Genç bir faşist, geçen gün, "bize Putin gibi eli kırbaçlı bir adam lazım" dedi...
Bunda şaşılacak bir şey de yoktu. "Sallandır iki kişiyi Taksim Meydanı'nda" yaklaşımının doğal uzantısıdır.
Fakat biz de kırbacın nerede şaklayacağını bilmek isteriz, yalnızca bizim sırtımızda mı yoksa yabancılar da mı dövülecektir?
Örneğin, öteden beri şu "fakir ama onurlu" Türkiye isteyenlere sorulması gereken sorular var.
Yabancı sermaye istemiyorsunuz. Anladık.
Ya da yatırımcı olsun, istihdam yaratsın, ama kar etmesin, ya da bunu "transfer" edemesin.

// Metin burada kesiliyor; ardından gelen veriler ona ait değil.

Issue #2188, opened 2021-11-17
Build error if XFS existed


Noobsai:
Hello, recently I have this error from source building:
```
[ 26%] Building CXX object libtransmission/CMakeFiles/transmission.dir/platform-quota.cc.o
/transmission/libtransmission/platform-quota.cc:426:15: error: no matching function for call to 'getxfsquota' [clang-diagnostic-error]
        ret = getxfsquota(info.device.c_str());
              ^~~~~~~~~~~
/transmission/libtransmission/platform-quota.cc:378:29: note: candidate function not viable: 1st argument ('const char *') would lose const qualifier
static struct tr_disk_space getxfsquota(char* device)
                            ^
1359 warnings and 1 error generated.
Error while processing /transmission/libtransmission/platform-quota.cc.
Suppressed 1359 warnings (1359 in non-user code).
Use -header-filter=.* to display errors from all non-system headers. Use -system-headers to display errors from system headers as well.
Found compiler error(s).
make[2]: *** [libtransmission/CMakeFiles/transmission.dir/build.make:468: libtransmission/CMakeFiles/transmission.dir/platform-quota.cc.o] Error 1
make[1]: *** [CMakeFiles/Makefile2:1278: libtransmission/CMakeFiles/transmission.dir/all] Error 2
make: *** [Makefile:166: all] Error 2
```
To fix that changed in the platform-quota.cc:378
`static struct tr_disk_space getxfsquota(char* device)`
to
`static struct tr_disk_space getxfsquota(char const* device)`

For some reason cannot create a PR.

Thanks!

ckerr:
Thank you!

PR #2192, opened 2021-11-18
Fix building for XFS

Noobsai:
Resolves build error for XFS #2188


ckerr:
Thanks for the PR @Noobsai!

PR #2194, opened 2021-11-19
refactor: use std mutex/lock intead of bespoke

ckerr:
replace the bespoke `tr_lock` struct with `std::mutex` and `std::unique_lock`


libtransmission/crypto-utils-cyassl.cc
```diff
@@ -211,14 +203,13 @@ bool tr_dh_make_key(tr_dh_ctx_t raw_handle, size_t /*private_key_length*/, uint8
...
     auto* handle = static_cast<struct tr_dh_ctx*>(raw_handle);
-    tr_lock* rng_lock = get_rng_lock();
 
     if (handle->private_key == nullptr)
     {
         handle->private_key = static_cast<uint8_t*>(tr_malloc(handle->key_length));
     }
 
-    tr_lockLock(rng_lock);
+    auto const lock = std::unique_lock(rng_mutex_);
```
mikedld, line 212: For cases where manual lock/unlock is not required, using `std::lock_guard<>` would be a better choice.

ckerr: I updated the narrowly-scoped mutexes (like this one, rng_mutex_) to use `std::lock_guard<>` instead: 547c792794250360e011d4f3ea98fb6fe26ae262

The session-wide mutex is still using unique_lock since it needs to be able to recurse. The places where this is used probably do need more analysis to see if cleanup could be done there, but that's not in-scope for this custom-to-std conversion PR.

Issue #153, opened 2017-01-25
Remove selected torrent by pressing delete button in search box


pudovmaxim:
This happens if select some torrent in list, and then focus in search box and press del button.

Version 2.84 (14307) on Ubuntu 16.04

mikedld:
Related to [TRAC-5758](https://trac.transmissionbt.com/ticket/5758). PR is welcome.

pudovmaxim:
I checked it. Trouble in gtk's accelerator keys for menu actions. Accelerators intercept keypress and handle it first. I'm not found right way to change order of event execution or work correctly with focus in text field.

PR #2201, opened 2021-11-21
gtk: Disable torrent actions that override text entry field actions

bexnoss:
This is a draft of the changes discussed with @mikedld in https://github.com/transmission/transmission/pull/1759.

The current state is that the actions have been split into window actions, like "win.quit" and "win.alt-speed-enabled", and torrent actions, like "torrent.show-torrent-properties" and "torrent.torrent-start".

What's left to do is to actually disable the torrent action group when the torrent list is not focused. I don't know how to do that. I tried using `gtk_action_group_set_sensitive` but that is deprecated. I also tried inserting the action group into widgets related to the torrent list but that doesn't seem to work. Another thing I tried is setting all the actions' sensitivity in the view's focus events but these events don't seem to fire reliably.

I hope that somebody more familiar with GTK can explain what needs to be done to attach the torrent action group to the torrent list.

Closes https://github.com/transmission/transmission/issues/1758
Closes https://github.com/transmission/transmission/issues/153

### DIFF
--- a/gtk/Actions.cc
+++ b/gtk/Actions.cc
@@ -62,36 +62,39 @@ std::array<std::string_view, 6> const pref_toggle_entries = {
     "show-toolbar"sv, //
 };
 
-std::array<std::string_view, 29> const entries = {
+std::array<std::string_view, 12> const window_entries = {
+    "open-torrent-from-url"sv, //
+    "open-torrent"sv, //
+    "show-stats"sv, //
+    "donate"sv, //
+    "pause-all-torrents"sv, //
+    "start-all-torrents"sv, //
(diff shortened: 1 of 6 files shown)


bexnoss:
This is ready for review @mikedld and @ckerr.

The trick was listen to signal_state_flags_changed for the focused changed event, the other focus events are for the window even though they are on the widget. Disabling the actions works by removing the action group from the window, enabling adds it back.

It works really well, only buttons and dropdowns take the focus, the top menu bar doesn't.

ckerr (approved):
LGTM. Thanks for the update!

Öyle çok fazla da kazanmasın.
Bu tür kapitalisti ancak akıl hastanelerinde bulabilirsiniz ama zarar yok...
Bir yandan da diyorsunuz ki "borsaya yabancılar hakim, banka ve sigorta sistemine yabancılar hakim, kamu iktisadi teşebbüslerinin en önemlileri şimdilerde yabancıların, özel sektörün önemli tesislerini yabancılar aldı, bakkaliye kesimi yabancıların hakimiyetinde, hırdavatçılığı yabancılar yapıyor, gayrimenkul işi yavaş yavaş yabancıların eline geçiyor, tarım ve sanayi kesimlerinde üretim ucuz ithalat nedeniyle yabancılara bağımlı duruma geldi"...

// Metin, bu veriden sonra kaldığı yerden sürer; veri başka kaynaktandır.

PR #2212, opened 2021-11-24
fix: env var leak in tr_spawn_async()

### LINKED ISSUE #1384: libtransmission uses putenv() and then frees the calling data
As the `putenv()` man page says, "The string pointed to by string becomes part of the environment, so altering the string changes the environment." in `torrentCallScript()`, `tr_spawn_async()` is called with these environment variables and then immediately frees them.

It's possible that the subprocess-tests don't catch this because they wait for the child process to finish before doing test cleanup.

IMO it would be better to use `setenv()` and not worry about dangling pointers. This would also let us change the API to be a little cleaner:

```diff
-bool tr_spawn_async(char* const* cmd, char* const* env, char const* work_dir, struct tr_error** error);
+bool tr_spawn_async(char const* const* cmd, char const* const* env, char const* work_dir, struct tr_error** error);
```

ckerr:
Fixed by using `setenv()` instead of `putenv()` so that we don't have to keep the strings around after `tr_spawn_async()` returns.

Fixes #1384.

### DIFF
--- a/libtransmission/torrent.cc
+++ b/libtransmission/torrent.cc
@@ -1985,21 +1985,20 @@ static void torrentCallScript(tr_torrent const* tor, char const* script)
 
     char* const torrent_dir = tr_sys_path_native_separators(tr_strdup(tor->currentDir));
 
-    char* const cmd[] = {
-        tr_strdup(script),
+    char const* const cmd[] = {
+        script,
         nullptr,
     };
 
-    char* const env[] = {
-        tr_strdup_printf("TR_APP_VERSION=%s", SHORT_VERSION_STRING),
-        tr_strdup_printf("TR_TIME_LOCALTIME=%s", ctime_str),
-        tr_strdup_printf("TR_TORRENT_DIR=%s", torrent_dir),
-        tr_strdup_printf("TR_TORRENT_HASH=%s", tor->info.hashString),
-        tr_strdup_printf("TR_TORRENT_ID=%d", tr_torrentId(tor)),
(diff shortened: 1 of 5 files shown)


libtransmission/torrent.cc
```diff
@@ -1985,21 +1985,20 @@ static void torrentCallScript(tr_torrent const* tor, char const* script)
...
-        tr_strdup_printf("TR_TORRENT_LABELS=%s", buildLabelsString(tor).c_str()),
-        tr_strdup_printf("TR_TORRENT_NAME=%s", tr_torrentName(tor)),
-        tr_strdup_printf("TR_TORRENT_TRACKERS=%s", buildTrackersString(tor).c_str()),
-        nullptr,
+    auto const env = std::map<std::string_view, std::string_view>{
+        { "TR_APP_VERSION"sv, SHORT_VERSION_STRING },
+        { "TR_TIME_LOCALTIME"sv, ctime_str },
+        { "TR_TORRENT_DIR"sv, torrent_dir },
+        { "TR_TORRENT_HASH"sv, tor->info.hashString },
+        { "TR_TORRENT_ID"sv, std::to_string(tr_torrentId(tor)) },
```
mikedld, line 1998: This seems to construct string view from a temporary string, doesn't look like a good idea unless I'm missing something

ckerr: Thanks for the re-ping, I didn't see this review comment at the time.

https://github.com/transmission/transmission/pull/2289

Diyelim ki bir eli kırbaçlı geldi...
Somut olarak ne yapacaktır? İhaleleri mi iptal edecektir?
Yabancıların ellerinde bulunan şirketlere el mi koyacaktır, kapılarına polis mi dikecektir?
Hani Doğu Perinçek'in, iktidara geldiğinde, bankalardaki bütün döviz mevduatına el koyması gibi? (Bir başka genç faşist onun için "Tekirdağ'daki bilge" dedi de bu cümle taşra baskısında gözden kaçmış, İstanbul baskısından çıkarılmış!)
Personelini de sınır dışı herhalde... Bağdat Caddesi'nden Japon derdest etmece...
Yani ben bu işin "tekniğini" merak ediyorum kardeşim, yabancı sermaye kovulacak mıdır, kaçması mı önlenecektir?
Bir tek düğmeye basarak kaçar o...
Siz herhalde, karikatürlerin etkisiyle, bu adamları ellerinde para dolu bavullarla gümrükten geçmeye çalışacak birtakım kara elbiseli, kara gözlüklü, şiş göbekli adamlar sanıyorsunuz (karikatürlerde o bavullardan bazı banknotlar da çıkar ve havada uçuşur)...
Yoksa düpedüz kurşuna mı dizeceksiniz?
Sonra da kendi yağımızla mı kavrulacağız? İthalatı mı durduracağız? "Milli burjuva" yabancı mallarını hangi parayla geri alacak? Yoksa gene "otuzlu yılların" devlet kapitalizmine mi dönülecek? Bize Tekel birasıyla Samsun sigarası mı içireceksiniz?
Şu işin olurunu bana da öğretin, aklımı yatırın, herifleri birlikte dövelim! Yeter ki, somut olarak ne yapacağınızı bilelim. Kağıt üzerinde memleket kurtarmak kolaydır.